Segment Start: DATA RECORDS
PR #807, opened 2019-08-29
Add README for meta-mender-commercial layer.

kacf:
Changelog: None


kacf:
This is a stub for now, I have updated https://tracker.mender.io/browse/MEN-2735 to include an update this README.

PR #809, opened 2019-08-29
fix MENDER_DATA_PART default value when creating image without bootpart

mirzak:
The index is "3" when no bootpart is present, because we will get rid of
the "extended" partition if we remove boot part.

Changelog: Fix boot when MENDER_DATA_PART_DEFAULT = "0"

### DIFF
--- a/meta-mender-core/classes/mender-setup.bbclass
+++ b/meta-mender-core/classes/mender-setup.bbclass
Segment End: DATA RECORDS
### WHAT YOU SHOULD DO
Your task is to copy every line of the entries that contains the string "core".

### RESPONSE
--- a/meta-mender-core/classes/mender-setup.bbclass
+++ b/meta-mender-core/classes/mender-setup.bbclass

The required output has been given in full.